Dataset entries:
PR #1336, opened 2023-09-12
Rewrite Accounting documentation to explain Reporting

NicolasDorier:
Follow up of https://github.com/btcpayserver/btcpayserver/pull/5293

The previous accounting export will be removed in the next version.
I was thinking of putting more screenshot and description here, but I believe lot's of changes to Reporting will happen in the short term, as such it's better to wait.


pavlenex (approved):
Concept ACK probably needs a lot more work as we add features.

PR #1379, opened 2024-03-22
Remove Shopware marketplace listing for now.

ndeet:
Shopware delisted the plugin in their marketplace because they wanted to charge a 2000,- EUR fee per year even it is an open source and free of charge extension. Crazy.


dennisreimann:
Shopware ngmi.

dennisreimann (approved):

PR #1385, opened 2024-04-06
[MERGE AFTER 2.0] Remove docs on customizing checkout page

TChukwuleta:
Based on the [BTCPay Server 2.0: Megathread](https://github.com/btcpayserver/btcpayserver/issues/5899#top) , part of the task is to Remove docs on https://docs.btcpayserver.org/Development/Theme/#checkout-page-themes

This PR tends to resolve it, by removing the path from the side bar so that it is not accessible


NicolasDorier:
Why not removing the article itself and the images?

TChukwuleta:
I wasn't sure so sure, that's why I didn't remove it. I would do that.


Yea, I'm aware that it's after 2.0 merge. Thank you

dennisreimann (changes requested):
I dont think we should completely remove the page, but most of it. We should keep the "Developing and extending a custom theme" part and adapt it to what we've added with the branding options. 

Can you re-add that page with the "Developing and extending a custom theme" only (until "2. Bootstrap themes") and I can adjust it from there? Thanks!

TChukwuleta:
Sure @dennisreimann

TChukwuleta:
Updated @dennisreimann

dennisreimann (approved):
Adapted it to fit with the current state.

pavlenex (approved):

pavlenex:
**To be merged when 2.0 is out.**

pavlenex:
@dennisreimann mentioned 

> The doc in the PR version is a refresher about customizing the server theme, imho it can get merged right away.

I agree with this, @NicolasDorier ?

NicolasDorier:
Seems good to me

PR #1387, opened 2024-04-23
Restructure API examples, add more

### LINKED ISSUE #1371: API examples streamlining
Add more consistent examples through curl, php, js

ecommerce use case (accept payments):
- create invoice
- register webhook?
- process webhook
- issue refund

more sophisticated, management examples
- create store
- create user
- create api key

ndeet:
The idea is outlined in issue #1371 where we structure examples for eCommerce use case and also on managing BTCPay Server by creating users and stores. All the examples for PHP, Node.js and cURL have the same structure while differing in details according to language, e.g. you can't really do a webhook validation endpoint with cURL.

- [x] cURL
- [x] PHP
==
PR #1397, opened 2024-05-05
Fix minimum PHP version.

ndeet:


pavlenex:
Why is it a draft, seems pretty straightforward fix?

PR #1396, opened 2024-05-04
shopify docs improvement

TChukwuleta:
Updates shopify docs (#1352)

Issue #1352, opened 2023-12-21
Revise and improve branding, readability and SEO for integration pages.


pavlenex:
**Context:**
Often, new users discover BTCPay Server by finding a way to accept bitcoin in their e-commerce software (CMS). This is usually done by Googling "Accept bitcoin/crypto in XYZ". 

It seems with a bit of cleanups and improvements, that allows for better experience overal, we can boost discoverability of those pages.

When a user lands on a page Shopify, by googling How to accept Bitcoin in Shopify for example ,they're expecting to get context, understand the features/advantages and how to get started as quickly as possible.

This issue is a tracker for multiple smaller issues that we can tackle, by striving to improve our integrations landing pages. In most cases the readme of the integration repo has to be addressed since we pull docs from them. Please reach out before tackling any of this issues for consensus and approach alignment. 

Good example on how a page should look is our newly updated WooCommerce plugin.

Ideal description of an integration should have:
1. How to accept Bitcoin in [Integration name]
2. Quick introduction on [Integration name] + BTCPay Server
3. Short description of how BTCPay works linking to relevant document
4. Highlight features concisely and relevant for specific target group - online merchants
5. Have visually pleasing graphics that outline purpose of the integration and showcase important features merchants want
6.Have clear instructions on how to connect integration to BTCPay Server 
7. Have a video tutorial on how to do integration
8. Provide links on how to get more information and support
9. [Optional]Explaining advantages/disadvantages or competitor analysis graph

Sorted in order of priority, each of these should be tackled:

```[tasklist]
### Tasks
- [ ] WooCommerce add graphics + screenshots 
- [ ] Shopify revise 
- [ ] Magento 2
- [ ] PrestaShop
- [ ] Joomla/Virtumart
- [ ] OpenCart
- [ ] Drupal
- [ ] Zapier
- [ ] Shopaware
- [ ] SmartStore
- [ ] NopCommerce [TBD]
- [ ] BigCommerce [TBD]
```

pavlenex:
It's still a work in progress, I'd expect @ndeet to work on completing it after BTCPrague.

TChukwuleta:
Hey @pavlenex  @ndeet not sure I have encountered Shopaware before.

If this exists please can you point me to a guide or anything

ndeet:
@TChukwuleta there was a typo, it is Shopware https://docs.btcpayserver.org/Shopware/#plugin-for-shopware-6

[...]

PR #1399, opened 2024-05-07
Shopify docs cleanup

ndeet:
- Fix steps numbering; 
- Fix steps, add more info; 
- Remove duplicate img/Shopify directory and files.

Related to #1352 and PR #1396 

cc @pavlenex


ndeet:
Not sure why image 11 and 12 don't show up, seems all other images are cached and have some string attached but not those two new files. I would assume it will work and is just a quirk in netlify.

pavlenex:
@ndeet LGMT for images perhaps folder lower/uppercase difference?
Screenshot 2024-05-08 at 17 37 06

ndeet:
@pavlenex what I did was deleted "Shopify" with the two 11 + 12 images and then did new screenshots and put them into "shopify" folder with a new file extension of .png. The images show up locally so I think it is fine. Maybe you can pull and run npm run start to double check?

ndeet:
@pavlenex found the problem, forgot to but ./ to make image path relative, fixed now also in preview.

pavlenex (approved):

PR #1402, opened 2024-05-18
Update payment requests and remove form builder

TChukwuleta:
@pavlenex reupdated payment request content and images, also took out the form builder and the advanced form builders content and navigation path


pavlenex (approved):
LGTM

WORK TO BE COMPLETED
Take each line above that contains "what" and copy it out.

COMPLETED TASK
I dont think we should completely remove the page, but most of it. We should keep the "Developing and extending a custom theme" part and adapt it to what we've added with the branding options. 
@pavlenex what I did was deleted "Shopify" with the two 11 + 12 images and then did new screenshots and put them into "shopify" folder with a new file extension of .png. The images show up locally so I think it is fine. Maybe you can pull and run npm run start to double check?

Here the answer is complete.